> **ACTION ITEM**
Look at every line of the material below and tally those containing "directly". Reply with the total alone.
___
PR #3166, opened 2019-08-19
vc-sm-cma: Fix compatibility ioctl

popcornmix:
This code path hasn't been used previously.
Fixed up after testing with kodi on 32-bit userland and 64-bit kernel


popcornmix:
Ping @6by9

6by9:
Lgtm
___
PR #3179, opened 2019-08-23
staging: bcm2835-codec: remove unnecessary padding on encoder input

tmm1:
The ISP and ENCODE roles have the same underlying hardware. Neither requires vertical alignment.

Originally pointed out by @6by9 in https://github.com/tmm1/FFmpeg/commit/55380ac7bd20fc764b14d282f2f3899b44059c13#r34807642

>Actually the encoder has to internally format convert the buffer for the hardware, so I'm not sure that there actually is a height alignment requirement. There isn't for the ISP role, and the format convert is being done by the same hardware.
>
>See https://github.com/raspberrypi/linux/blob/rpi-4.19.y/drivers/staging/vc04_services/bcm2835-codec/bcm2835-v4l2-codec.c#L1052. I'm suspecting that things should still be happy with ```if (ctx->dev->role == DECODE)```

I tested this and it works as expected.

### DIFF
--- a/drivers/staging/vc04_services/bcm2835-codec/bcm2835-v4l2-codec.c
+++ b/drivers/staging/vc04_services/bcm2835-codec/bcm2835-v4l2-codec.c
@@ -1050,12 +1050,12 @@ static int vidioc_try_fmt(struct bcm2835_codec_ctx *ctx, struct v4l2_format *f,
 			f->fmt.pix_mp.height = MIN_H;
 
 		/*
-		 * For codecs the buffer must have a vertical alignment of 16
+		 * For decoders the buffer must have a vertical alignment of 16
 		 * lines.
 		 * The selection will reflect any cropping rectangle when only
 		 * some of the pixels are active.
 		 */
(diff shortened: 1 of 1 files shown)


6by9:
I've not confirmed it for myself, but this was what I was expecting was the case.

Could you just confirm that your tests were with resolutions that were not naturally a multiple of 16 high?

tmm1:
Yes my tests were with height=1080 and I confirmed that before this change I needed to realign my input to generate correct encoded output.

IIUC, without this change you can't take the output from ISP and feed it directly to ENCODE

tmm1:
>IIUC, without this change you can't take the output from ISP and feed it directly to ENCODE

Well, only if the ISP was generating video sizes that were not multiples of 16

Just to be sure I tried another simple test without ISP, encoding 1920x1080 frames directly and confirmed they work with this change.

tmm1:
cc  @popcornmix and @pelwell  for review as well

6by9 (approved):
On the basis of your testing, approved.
___
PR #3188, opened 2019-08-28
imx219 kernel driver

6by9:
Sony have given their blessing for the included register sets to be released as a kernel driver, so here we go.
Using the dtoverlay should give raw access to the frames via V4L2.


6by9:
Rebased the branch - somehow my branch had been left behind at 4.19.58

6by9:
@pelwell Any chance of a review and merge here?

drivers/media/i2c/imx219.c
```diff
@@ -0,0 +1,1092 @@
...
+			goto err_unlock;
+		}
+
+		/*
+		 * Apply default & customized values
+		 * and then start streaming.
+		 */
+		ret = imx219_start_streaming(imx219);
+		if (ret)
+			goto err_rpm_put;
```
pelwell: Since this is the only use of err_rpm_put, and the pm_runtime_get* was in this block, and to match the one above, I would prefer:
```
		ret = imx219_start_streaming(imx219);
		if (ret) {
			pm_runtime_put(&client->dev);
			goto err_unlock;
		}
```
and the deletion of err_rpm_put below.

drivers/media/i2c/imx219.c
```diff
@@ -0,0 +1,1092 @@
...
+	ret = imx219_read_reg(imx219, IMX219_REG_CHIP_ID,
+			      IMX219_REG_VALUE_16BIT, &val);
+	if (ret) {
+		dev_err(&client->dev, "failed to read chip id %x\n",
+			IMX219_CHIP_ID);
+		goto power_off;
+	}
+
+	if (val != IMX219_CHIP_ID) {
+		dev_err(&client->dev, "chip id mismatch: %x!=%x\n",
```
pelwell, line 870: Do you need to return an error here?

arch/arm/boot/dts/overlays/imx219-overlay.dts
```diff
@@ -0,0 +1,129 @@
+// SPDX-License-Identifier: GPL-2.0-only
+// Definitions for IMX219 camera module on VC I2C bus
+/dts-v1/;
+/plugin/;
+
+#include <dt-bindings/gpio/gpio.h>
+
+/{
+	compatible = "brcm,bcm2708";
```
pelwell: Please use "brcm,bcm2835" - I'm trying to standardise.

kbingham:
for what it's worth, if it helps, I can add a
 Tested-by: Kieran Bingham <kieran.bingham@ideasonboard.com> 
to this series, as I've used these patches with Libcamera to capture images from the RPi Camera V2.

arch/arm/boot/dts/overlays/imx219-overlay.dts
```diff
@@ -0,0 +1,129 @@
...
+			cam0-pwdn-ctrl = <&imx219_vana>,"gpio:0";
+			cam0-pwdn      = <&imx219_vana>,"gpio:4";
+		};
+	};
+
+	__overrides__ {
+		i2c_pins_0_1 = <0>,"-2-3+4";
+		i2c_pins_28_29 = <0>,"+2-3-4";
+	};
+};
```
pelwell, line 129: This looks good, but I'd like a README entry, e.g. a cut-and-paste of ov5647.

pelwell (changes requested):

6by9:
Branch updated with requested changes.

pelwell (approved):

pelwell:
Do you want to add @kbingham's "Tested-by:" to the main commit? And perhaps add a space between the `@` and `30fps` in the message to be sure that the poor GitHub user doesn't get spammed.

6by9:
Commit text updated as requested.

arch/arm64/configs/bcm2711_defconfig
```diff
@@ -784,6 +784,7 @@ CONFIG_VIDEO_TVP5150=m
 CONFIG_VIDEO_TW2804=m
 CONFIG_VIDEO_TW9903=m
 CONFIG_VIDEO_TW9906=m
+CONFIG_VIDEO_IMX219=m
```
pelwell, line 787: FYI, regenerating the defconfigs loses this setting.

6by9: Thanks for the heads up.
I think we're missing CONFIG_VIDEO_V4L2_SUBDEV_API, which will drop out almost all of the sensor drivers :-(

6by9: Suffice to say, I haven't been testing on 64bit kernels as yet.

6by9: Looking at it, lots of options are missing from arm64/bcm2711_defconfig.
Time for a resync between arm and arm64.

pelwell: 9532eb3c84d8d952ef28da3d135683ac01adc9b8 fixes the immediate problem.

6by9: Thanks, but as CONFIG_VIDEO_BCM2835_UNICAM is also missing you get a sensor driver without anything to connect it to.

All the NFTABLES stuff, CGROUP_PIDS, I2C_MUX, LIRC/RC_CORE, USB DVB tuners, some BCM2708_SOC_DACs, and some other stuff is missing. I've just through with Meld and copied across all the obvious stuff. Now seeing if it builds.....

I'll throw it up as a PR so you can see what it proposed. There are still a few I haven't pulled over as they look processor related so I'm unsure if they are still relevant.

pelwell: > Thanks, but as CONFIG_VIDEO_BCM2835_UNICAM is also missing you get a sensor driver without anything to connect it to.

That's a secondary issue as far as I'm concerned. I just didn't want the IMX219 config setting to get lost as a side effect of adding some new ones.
___
> **RESULT FOR THIS TASK**
3